● **TASK ITEM**
Transcribe exactly the first line of the listing below and each line that follows it, ending with the line that contains "3) GM add one tech - any type", and omit the remainder.

● **INPUT DATA**
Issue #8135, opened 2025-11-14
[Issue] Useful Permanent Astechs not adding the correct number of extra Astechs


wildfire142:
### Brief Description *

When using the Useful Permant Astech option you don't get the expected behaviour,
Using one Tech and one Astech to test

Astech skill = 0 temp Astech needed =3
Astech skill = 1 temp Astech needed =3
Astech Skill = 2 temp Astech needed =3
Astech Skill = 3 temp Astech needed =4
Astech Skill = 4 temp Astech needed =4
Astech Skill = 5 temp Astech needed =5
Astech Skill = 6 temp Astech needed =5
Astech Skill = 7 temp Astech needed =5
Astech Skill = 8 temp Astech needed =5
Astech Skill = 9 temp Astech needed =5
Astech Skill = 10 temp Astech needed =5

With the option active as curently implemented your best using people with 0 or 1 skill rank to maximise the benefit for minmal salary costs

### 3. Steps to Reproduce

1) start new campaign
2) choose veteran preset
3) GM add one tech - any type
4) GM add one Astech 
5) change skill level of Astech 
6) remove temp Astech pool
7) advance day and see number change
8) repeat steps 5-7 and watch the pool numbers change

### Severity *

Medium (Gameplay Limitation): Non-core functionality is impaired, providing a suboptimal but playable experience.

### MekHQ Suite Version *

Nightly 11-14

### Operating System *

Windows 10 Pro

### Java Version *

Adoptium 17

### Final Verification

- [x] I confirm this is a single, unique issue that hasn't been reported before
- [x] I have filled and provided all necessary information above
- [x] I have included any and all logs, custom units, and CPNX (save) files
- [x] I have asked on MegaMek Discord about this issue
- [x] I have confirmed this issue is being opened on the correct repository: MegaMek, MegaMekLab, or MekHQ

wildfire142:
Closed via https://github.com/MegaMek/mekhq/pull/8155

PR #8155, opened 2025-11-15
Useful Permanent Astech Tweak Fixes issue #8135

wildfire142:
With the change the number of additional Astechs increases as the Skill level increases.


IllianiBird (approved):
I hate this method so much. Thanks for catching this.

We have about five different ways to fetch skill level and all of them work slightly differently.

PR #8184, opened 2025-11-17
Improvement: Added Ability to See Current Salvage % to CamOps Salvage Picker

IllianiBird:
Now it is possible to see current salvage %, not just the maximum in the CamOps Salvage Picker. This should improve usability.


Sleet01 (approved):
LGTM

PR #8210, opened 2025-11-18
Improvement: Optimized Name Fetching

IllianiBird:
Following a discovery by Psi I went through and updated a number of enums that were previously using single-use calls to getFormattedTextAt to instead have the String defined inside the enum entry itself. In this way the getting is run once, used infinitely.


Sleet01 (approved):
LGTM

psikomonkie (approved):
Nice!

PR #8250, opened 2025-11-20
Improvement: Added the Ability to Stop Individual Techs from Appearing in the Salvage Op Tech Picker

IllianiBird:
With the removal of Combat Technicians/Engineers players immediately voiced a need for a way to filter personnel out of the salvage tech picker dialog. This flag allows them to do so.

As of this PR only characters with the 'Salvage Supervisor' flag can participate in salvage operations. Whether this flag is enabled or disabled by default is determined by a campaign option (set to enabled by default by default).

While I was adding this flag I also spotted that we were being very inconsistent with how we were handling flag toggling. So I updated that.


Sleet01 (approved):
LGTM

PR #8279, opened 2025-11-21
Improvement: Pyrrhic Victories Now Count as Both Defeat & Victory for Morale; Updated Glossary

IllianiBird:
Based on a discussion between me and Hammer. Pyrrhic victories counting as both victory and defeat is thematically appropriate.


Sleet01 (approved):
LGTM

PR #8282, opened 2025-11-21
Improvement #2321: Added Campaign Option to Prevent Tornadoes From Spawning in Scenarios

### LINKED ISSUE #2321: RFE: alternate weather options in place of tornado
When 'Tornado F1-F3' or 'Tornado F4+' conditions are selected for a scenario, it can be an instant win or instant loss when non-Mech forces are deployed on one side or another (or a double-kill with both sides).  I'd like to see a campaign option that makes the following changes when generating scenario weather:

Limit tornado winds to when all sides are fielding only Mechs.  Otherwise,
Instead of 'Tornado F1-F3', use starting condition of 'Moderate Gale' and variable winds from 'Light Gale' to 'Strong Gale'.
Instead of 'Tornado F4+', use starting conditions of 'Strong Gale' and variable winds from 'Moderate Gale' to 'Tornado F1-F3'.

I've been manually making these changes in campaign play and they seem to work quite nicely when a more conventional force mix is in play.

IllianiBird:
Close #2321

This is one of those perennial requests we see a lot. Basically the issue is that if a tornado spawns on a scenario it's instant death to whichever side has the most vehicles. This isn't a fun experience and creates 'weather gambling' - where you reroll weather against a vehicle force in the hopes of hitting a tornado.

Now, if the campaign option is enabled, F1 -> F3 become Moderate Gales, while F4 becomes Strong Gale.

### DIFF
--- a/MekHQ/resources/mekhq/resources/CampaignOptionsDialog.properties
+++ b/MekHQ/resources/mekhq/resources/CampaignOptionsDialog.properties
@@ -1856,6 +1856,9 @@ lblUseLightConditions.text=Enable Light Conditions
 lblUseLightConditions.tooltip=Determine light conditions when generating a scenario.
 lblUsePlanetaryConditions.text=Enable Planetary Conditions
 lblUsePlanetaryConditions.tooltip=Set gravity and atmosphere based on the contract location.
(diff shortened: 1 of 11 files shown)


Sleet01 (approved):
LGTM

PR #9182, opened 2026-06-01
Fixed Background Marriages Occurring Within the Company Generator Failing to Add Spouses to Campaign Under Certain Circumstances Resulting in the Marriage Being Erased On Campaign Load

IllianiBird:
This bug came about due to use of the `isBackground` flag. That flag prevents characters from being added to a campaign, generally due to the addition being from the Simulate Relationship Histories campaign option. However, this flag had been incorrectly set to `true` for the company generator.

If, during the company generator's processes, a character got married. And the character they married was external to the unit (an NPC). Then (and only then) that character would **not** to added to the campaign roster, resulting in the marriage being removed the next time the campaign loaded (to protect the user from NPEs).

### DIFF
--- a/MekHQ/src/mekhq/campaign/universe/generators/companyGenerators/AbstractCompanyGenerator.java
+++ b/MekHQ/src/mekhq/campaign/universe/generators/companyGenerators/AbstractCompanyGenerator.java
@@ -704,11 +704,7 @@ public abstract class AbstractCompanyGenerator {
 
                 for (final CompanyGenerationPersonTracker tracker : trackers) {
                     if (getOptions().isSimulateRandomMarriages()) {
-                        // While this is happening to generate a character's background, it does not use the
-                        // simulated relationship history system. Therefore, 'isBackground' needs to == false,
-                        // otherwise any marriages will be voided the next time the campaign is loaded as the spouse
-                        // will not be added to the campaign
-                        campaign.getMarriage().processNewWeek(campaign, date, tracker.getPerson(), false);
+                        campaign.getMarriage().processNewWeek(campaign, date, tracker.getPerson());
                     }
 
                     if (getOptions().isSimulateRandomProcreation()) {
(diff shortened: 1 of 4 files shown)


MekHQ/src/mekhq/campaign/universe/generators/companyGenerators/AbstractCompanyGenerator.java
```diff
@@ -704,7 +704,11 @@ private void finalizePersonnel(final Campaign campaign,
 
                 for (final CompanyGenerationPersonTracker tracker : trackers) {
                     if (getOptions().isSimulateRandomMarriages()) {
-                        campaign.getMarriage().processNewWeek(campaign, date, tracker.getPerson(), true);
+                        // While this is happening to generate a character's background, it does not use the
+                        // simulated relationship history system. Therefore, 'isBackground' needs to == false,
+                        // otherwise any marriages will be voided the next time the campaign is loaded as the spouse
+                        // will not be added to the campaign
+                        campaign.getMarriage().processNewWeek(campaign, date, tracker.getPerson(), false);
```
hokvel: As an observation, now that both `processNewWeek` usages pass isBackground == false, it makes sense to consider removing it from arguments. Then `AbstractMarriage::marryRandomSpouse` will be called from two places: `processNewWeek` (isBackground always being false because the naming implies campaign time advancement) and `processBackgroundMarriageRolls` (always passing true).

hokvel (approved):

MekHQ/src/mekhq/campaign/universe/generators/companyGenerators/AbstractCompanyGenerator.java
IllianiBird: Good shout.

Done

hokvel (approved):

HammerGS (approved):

● **OUTPUT FOR THIS EXERCISE**
Issue #8135, opened 2025-11-14
[Issue] Useful Permanent Astechs not adding the correct number of extra Astechs


wildfire142:
### Brief Description *

When using the Useful Permant Astech option you don't get the expected behaviour,
Using one Tech and one Astech to test

Astech skill = 0 temp Astech needed =3
Astech skill = 1 temp Astech needed =3
Astech Skill = 2 temp Astech needed =3
Astech Skill = 3 temp Astech needed =4
Astech Skill = 4 temp Astech needed =4
Astech Skill = 5 temp Astech needed =5
Astech Skill = 6 temp Astech needed =5
Astech Skill = 7 temp Astech needed =5
Astech Skill = 8 temp Astech needed =5
Astech Skill = 9 temp Astech needed =5
Astech Skill = 10 temp Astech needed =5

With the option active as curently implemented your best using people with 0 or 1 skill rank to maximise the benefit for minmal salary costs

### 3. Steps to Reproduce

1) start new campaign
2) choose veteran preset
3) GM add one tech - any type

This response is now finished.